» **Required action**: The word "into" turns up on some lines of this data; say how many, and give no other text.

═══ Source material ═══

PR #267, opened 2023-03-23
Remove deposit limits

elias-garcia:
### What does this PR does?

This PR removes the deposit limits. Now we should just display the warning every time a user wants to do a deposit into the zkEVM.

This PR also removes support for WETH.

## Checklist

review them:


src/views/home/components/deposit-limit-modal/deposit-limit-modal.view.tsx
```diff
@@ -4,103 +4,43 @@ import { SOFT_DEPOSIT_LIMIT_EXCEEDED_WORD } from "src/constants";
...
-          }
-        })()}
+        <Card className={classes.card}>
+          <Typography className={classes.title} type="h1">
+            Warning
+          </Typography>
+          <Typography className={classes.warningText} type="body1">
+            You are about to deposit a large amount of tokens into the Mainnet Beta of the zkEVM.
+            For safety reasons, we need to ensure that you understand its risks and the possible
+            consequences of something going wrong.
```
amonsosanz: deposit-limit

This is not "a large amount of tokens" I think we should change this text if we're showing this msg always.

But are we showing always this msg?? for any number of any token?? this is going to piss off users...

elias-garcia: Yep, I was waiting for the legal text. I'll modify it ASAP

src/constants.ts
```diff
@@ -137,6 +73,19 @@ export const ETH_TOKEN_LOGO_URI =
...
+
+export const POLYGON_PRIVACY_POLICY_URL = "https://polygon.technology/privacy-policy";
+
+export const POLYGON_ZKEVM_RISK_DISCLOSURES_URL =
+  "https://wiki.polygon.technology/docs/zkEVM/#polygon-zkevm-risk-disclosures";
+
+export const TOKEN_BLACKLIST = [
+  // WETH
+  "0xC02aaA39b223FE8D0A0e5C4F27eAD9083C756Cc2",
+  "0xB4FBF271143F4FBf7B91A5ded31805e42b2208d6",
```
amonsosanz, line 86: Does it make sense to blacklist goerli contracts?

src/views/home/components/token-list/token-list.view.tsx
```diff
@@ -83,50 +84,57 @@ export const TokenList: FC<TokenListProps> = ({
     setCustomToken({ status: "pending" });
 
     if (ethersUtils.isAddress(searchTerm) && newFilteredTokens.length === 0) {
-      setCustomToken({ status: "loading" });
+      if (TOKEN_BLACKLIST.includes(searchTerm)) {
+        setCustomToken({
+          error: "We don't support this token by the moment.",
```
amonsosanz: I think "by the moment" is better worded as "at the moment", I would though change this text to: "We currently do not support this token."

src/constants.ts
```diff
@@ -137,6 +73,19 @@ export const ETH_TOKEN_LOGO_URI =
...
 
+export const POLYGON_TERMS_AND_CONDITIONS_URL = "https://polygon.technology/terms-of-use";
+
+export const POLYGON_PRIVACY_POLICY_URL = "https://polygon.technology/privacy-policy";
+
+export const POLYGON_ZKEVM_RISK_DISCLOSURES_URL =
+  "https://wiki.polygon.technology/docs/zkEVM/#polygon-zkevm-risk-disclosures";
+
+export const TOKEN_BLACKLIST = [
+  // WETH
```
amonsosanz, line 84: Blacklisting `WETH` is problematic because it's used by the price oracle in `src/contexts/price-oracle.context.tsx:91` and in `src/views/bridge-details/bridge-details.view.tsx:209` to get the price of ETH.

src/constants.ts
elias-garcia: Yep, it should be the same behavior on both chains

src/constants.ts
```diff
@@ -43,6 +34,8 @@ export const PENDING_TXS_KEY = "pendingTxs";
 
 export const POLICY_CHECK_KEY = "policyCheck";
 
+export const DEPOSIT_WARNING_KEY = "depositWarning";
```
amonsosanz: I'd use `showDepositWarning` as the key to making clear what it's for.

`DEPOSIT_WARNING_KEY` should also change to `SHOW_DEPOSIT_WARNING_KEY`

src/constants.ts
```diff
@@ -43,6 +34,8 @@ export const PENDING_TXS_KEY = "pendingTxs";
 
 export const POLICY_CHECK_KEY = "policyCheck";
```
amonsosanz, line 35: Does this initial policy check still make sense as it is now?

image

If it remains, shouldn't it also link to the terms and conditions, privacy policy, and/or risk disclosure URLs?

src/views/home/home.view.tsx
```diff
@@ -26,40 +22,31 @@ export const Home = (): JSX.Element => {
...
-      if (depositLimits === undefined) {
-        setDepositLimitModal({
-          data: { formData, type: "unknown-limit" },
-          status: "open",
-        });
-      } else {
-        const softLimit = ethersUtils.parseUnits(depositLimits.soft.toString(), token.decimals);
-        const hardLimit = ethersUtils.parseUnits(depositLimits.hard.toString(), token.decimals);
+  const onCheckShowDepositWarningAndSubmitForm = (formData: FormData) => {
+    const isDepositWarningHidden = getIsDepositWarningHidden();
```
amonsosanz: This PR introduces several references to "[is/getIs/setIs]DepositWarningHidden". This wording is misleading since this does not mean it's "hidden" but "dismissed by the user".

I'd replace all references to `[is/getIs/setIs]DepositWarningHidden` by `[is/getIs/setIs]DepositWarningDismissed`

image

src/views/shared/external-link/external-link.view.tsx
```diff
@@ -0,0 +1,17 @@
...
+
+export const ExternalLink: FC<PropsWithChildren<ExternalLinkProps>> = ({ children, href }) => {
+  const classes = useExternalLinkStyles();
+
+  return (
+    <a className={classes.link} href={href} rel="noopener noreferrer" target="_blank">
+      {children}
+    </a>
+  );
+};
```
amonsosanz, line 17: We can also consider replacing these now that we have a component:

image

src/constants.ts
elias-garcia: Yes, we are not going to enable the fiat exchange rates for mainnet by the moment, this is addressed in #270.

src/constants.ts
elias-garcia: Naming it `showDepositWarning` doesn't make sense as its default value is `false` and will became `true` when the user checks the checkbox.

src/views/home/home.view.tsx
elias-garcia: Right, done

src/views/shared/external-link/external-link.view.tsx
elias-garcia: I've updated just one, the other ones have different styles (they are links inside a box) and will take more time to adjust them.

src/constants.ts
elias-garcia: Yes, it will be the same by the moment. I'll create another PR if we need to change this.

src/views/home/components/token-list/token-list.view.tsx
elias-garcia: I prefer the first one, updated.

src/constants.ts
amonsosanz: Right, if the logic is inversed the name should be `dismissedDepositWarning`

amonsosanz (approved):

src/constants.ts
elias-garcia: right, done!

═══

» **Worked solution**: 2